(Collected data)
============
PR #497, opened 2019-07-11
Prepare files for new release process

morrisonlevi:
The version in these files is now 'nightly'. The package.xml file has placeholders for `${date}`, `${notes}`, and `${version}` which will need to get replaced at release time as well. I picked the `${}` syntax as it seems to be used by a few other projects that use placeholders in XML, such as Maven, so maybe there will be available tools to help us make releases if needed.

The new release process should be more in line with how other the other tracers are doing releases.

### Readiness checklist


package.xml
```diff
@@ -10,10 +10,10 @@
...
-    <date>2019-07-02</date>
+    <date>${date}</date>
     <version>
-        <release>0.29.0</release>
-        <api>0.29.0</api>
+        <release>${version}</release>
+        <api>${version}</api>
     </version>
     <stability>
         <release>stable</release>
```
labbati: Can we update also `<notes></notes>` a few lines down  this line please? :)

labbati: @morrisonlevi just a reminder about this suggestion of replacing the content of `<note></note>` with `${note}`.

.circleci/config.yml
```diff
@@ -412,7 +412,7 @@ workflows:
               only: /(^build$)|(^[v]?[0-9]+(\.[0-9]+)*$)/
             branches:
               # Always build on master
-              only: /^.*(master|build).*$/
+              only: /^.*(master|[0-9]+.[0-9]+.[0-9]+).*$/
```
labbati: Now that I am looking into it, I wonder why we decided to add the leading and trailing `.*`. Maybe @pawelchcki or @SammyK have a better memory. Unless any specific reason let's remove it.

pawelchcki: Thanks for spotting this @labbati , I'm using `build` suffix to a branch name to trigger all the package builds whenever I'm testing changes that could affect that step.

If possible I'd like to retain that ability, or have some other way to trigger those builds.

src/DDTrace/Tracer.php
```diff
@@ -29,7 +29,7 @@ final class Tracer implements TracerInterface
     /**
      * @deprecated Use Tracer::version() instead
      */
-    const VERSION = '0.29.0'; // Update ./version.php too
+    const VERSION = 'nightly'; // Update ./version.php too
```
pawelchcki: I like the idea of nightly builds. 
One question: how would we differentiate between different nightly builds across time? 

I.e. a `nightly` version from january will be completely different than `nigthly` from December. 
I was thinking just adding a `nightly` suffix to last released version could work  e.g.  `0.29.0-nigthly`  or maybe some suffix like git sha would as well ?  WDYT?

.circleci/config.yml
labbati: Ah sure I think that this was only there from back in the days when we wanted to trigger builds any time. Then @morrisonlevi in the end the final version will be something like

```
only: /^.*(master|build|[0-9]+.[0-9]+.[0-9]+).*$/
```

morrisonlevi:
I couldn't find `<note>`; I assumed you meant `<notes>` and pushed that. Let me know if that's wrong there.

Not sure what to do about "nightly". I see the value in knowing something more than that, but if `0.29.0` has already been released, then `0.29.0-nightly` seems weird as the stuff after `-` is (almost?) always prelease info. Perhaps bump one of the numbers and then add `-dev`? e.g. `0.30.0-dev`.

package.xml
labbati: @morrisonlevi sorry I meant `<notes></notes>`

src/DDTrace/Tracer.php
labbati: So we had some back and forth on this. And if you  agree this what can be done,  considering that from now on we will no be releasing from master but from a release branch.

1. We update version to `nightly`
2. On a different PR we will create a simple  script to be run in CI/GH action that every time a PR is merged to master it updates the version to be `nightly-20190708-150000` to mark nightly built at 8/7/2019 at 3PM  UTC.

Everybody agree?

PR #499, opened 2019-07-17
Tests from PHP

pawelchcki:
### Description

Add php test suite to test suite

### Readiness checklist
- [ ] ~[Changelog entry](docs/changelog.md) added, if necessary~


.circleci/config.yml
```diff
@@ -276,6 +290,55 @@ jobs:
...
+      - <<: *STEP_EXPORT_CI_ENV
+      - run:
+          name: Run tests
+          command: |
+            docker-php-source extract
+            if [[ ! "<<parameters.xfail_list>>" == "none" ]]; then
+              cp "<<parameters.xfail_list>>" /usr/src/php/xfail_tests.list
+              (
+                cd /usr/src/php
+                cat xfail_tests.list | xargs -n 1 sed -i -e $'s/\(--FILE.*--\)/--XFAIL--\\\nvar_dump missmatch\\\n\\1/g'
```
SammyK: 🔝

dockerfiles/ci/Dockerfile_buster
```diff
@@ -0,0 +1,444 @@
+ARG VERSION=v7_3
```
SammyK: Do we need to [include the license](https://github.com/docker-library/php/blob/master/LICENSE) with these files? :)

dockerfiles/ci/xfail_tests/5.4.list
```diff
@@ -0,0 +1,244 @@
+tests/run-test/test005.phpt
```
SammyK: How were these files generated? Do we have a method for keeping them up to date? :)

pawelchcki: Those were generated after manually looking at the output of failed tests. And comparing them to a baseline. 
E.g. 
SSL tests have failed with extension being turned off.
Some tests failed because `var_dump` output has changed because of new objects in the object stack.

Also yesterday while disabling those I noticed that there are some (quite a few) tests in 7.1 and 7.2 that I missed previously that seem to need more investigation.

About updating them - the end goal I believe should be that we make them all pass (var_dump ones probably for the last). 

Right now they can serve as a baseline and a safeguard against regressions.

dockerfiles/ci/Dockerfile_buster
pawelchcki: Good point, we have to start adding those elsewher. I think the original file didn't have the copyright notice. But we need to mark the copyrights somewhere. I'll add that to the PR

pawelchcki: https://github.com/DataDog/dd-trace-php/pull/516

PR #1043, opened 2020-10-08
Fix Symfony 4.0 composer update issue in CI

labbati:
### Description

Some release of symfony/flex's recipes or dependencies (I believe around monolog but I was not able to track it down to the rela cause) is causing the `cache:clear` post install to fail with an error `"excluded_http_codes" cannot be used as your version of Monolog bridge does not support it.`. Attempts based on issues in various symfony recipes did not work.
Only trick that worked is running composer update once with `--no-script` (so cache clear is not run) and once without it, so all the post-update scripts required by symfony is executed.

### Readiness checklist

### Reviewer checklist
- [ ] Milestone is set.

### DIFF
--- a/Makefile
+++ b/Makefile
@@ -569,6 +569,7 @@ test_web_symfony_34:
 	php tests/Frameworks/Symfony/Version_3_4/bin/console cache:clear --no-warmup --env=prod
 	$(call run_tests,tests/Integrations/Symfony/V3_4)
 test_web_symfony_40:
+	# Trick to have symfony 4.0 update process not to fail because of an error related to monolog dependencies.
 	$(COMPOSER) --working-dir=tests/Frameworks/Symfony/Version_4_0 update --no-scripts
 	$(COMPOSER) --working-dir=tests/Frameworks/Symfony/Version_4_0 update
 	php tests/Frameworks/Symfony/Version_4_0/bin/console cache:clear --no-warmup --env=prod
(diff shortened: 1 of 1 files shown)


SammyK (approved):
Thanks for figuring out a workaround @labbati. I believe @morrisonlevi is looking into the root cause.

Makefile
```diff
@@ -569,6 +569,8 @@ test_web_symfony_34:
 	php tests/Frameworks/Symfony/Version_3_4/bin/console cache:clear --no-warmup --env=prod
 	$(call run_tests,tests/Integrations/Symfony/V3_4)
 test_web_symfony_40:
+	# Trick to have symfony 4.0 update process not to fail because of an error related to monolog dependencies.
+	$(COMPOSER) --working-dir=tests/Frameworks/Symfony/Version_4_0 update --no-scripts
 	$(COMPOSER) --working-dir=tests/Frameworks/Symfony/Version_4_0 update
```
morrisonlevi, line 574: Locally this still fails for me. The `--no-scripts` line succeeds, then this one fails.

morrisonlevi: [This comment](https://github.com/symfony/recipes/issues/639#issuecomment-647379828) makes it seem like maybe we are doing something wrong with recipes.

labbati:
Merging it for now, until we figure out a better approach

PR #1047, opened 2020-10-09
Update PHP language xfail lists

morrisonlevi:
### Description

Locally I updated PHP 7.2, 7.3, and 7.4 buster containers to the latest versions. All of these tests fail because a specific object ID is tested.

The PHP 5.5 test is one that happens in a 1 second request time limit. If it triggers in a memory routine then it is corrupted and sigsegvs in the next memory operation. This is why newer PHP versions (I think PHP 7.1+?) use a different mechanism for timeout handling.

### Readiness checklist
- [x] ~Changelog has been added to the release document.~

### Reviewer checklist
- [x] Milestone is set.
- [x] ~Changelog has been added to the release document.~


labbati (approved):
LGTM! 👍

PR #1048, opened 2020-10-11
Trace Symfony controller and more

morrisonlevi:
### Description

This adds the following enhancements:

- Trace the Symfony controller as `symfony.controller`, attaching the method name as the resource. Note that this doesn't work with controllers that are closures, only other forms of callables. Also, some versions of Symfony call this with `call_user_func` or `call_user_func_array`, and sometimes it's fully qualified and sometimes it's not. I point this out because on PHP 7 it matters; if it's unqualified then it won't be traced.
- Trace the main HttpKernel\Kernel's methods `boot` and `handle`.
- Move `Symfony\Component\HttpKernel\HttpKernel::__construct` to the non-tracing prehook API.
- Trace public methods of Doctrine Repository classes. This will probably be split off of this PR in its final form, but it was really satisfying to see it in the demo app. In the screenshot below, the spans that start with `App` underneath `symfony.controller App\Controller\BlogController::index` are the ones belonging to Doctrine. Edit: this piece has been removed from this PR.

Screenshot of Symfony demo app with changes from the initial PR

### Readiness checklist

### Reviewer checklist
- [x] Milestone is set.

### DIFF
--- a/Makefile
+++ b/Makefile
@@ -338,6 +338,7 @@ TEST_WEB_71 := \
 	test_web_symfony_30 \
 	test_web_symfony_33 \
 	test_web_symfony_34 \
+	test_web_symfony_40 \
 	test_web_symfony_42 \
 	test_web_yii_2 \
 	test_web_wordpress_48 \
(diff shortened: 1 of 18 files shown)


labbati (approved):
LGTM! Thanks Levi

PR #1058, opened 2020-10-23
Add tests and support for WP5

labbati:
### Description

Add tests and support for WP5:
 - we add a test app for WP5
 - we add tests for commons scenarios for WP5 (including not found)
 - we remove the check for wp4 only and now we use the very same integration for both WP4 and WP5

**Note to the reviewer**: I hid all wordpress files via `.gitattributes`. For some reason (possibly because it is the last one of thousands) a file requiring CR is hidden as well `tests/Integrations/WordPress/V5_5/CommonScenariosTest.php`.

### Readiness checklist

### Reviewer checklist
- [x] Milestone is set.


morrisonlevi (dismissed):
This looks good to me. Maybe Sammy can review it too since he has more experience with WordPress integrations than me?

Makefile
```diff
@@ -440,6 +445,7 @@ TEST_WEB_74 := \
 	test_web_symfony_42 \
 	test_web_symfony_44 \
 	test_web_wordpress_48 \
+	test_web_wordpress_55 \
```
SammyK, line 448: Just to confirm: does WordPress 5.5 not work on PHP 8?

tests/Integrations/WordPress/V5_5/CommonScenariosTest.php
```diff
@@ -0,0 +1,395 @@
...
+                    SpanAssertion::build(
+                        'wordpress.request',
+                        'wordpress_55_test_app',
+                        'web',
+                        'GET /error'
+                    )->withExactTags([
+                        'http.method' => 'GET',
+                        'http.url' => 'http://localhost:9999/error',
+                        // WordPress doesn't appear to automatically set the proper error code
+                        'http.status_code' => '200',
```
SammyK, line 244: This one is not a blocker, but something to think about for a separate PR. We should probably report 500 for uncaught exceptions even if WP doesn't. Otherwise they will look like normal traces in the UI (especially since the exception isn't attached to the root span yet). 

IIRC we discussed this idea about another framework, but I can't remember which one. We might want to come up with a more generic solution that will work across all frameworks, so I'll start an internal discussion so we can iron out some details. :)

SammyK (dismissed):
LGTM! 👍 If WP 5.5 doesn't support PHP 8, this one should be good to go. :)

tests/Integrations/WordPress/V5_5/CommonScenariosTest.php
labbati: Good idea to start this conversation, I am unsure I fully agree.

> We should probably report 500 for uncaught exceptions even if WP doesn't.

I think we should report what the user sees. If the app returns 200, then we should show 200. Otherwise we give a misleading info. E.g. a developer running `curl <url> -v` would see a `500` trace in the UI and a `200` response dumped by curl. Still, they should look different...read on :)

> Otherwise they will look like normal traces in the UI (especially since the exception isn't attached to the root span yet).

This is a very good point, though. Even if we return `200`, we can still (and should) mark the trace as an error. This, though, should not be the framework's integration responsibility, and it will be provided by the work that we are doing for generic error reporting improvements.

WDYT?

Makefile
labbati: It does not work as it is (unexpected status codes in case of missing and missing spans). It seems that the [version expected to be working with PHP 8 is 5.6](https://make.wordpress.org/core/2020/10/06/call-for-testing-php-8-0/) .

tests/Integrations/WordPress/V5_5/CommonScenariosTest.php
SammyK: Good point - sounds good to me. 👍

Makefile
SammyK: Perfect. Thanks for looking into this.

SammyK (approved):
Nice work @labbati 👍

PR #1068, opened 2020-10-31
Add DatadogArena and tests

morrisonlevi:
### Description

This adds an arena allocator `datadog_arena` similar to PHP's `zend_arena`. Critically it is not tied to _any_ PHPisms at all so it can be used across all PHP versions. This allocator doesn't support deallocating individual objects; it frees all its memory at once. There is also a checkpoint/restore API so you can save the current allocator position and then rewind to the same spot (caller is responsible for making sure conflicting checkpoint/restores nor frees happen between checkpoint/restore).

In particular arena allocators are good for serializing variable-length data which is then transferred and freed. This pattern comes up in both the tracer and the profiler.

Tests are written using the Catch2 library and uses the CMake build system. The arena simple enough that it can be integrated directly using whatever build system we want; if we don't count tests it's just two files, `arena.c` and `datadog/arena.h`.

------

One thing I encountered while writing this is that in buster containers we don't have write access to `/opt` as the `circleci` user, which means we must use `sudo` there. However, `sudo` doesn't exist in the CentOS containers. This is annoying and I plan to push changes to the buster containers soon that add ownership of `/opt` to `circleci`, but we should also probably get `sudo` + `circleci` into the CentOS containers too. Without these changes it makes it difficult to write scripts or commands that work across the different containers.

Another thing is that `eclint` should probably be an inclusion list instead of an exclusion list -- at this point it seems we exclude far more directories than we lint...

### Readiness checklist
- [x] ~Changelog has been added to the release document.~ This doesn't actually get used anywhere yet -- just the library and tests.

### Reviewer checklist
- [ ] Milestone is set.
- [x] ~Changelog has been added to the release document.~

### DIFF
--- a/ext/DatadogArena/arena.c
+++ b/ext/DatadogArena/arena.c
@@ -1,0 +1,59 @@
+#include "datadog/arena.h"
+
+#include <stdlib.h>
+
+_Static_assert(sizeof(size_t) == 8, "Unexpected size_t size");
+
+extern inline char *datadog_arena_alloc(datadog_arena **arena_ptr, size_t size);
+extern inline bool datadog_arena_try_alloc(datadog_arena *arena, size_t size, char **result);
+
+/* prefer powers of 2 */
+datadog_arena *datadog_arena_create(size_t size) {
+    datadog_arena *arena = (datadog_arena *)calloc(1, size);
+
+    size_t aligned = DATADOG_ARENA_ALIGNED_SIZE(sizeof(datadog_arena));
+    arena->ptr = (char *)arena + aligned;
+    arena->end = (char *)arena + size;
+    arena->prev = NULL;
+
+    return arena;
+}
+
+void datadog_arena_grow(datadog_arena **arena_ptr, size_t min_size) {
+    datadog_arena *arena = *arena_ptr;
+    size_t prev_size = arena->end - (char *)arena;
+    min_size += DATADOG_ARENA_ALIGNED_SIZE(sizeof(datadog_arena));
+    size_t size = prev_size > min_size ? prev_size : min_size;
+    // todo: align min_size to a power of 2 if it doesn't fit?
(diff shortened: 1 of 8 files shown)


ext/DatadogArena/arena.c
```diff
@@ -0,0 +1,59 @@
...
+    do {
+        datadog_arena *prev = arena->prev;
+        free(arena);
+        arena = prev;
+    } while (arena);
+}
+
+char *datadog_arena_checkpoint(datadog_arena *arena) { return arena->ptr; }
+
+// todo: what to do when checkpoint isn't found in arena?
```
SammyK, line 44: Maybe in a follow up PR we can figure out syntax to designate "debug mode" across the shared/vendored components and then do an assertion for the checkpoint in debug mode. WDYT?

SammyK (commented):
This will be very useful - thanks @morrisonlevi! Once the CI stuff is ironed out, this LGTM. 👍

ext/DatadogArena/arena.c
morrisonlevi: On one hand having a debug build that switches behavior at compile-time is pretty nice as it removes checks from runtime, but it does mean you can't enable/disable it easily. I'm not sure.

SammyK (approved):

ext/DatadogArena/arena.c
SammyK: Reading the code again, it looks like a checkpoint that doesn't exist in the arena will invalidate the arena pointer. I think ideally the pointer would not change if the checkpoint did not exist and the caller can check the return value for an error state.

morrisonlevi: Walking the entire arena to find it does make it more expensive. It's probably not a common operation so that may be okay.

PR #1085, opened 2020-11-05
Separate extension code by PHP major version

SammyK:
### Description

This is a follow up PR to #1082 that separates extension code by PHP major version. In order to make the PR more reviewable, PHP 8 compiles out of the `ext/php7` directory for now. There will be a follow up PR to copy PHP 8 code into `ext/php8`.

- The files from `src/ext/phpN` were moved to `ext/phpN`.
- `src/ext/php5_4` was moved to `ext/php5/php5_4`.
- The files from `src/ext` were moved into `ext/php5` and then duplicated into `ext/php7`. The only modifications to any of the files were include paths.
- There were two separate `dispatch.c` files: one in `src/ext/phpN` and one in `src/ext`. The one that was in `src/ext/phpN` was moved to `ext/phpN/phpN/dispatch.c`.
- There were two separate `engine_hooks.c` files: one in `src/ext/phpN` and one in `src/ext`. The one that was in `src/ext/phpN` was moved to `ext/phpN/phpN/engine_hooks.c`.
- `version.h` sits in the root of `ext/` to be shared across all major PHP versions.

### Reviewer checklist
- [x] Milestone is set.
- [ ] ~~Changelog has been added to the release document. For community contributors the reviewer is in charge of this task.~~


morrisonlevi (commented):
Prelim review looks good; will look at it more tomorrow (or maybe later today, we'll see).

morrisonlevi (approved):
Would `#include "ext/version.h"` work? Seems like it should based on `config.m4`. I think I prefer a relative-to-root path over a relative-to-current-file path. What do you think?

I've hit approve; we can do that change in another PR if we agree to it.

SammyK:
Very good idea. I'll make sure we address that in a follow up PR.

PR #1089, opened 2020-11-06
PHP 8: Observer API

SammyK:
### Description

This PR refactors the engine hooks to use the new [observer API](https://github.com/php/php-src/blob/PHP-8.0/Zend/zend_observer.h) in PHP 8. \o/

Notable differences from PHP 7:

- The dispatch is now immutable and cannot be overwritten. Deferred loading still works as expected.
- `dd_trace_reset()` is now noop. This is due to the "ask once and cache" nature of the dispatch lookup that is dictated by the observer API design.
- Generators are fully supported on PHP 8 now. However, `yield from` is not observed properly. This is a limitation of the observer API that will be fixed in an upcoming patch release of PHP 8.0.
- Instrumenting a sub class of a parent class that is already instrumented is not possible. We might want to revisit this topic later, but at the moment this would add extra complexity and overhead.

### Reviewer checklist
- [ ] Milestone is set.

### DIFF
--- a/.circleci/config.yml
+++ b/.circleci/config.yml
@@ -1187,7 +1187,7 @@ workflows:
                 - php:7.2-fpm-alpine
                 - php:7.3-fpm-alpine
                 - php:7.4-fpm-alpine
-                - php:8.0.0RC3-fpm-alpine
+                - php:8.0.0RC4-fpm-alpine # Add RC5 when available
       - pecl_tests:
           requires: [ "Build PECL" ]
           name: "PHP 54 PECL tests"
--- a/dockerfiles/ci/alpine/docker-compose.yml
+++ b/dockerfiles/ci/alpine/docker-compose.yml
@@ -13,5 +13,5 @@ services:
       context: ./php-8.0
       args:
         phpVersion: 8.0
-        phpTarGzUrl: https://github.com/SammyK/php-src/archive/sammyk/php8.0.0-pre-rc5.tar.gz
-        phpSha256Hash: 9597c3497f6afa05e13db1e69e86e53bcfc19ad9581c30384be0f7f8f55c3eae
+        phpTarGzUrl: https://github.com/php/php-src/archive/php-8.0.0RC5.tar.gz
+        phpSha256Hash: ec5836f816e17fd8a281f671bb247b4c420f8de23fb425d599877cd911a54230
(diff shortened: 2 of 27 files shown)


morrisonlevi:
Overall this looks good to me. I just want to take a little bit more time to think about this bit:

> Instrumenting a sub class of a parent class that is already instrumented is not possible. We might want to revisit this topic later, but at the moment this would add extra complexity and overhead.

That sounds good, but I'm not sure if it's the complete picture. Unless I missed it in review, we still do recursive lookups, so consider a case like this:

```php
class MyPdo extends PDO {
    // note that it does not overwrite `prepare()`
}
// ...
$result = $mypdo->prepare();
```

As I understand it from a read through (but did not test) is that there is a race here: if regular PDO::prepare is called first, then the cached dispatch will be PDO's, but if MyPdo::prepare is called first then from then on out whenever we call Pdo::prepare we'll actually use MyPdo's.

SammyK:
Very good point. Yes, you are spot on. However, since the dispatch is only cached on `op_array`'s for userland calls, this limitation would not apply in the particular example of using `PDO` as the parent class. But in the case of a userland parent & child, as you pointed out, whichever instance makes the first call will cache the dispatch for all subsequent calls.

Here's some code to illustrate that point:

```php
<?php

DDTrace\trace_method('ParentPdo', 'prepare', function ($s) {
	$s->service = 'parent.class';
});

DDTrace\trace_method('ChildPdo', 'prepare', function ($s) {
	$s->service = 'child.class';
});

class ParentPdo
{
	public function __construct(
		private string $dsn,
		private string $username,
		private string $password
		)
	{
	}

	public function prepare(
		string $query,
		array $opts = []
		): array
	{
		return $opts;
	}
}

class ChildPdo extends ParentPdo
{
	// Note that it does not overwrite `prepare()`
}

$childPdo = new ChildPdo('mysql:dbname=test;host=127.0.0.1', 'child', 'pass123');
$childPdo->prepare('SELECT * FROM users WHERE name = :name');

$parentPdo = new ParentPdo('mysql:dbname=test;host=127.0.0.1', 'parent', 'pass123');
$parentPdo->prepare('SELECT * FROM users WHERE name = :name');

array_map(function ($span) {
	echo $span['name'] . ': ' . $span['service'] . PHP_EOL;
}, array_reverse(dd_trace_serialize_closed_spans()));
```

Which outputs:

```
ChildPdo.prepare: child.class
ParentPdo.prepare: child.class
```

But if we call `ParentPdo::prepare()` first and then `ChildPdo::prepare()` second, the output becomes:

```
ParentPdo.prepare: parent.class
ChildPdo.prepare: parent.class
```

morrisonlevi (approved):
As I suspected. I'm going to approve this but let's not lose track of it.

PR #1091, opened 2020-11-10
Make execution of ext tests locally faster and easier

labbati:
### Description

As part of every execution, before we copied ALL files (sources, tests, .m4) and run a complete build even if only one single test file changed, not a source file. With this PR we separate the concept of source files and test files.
============
- [To do] Count, in the records above, the lines that contain "extension", and write only the resulting number.

- [Your solution] 3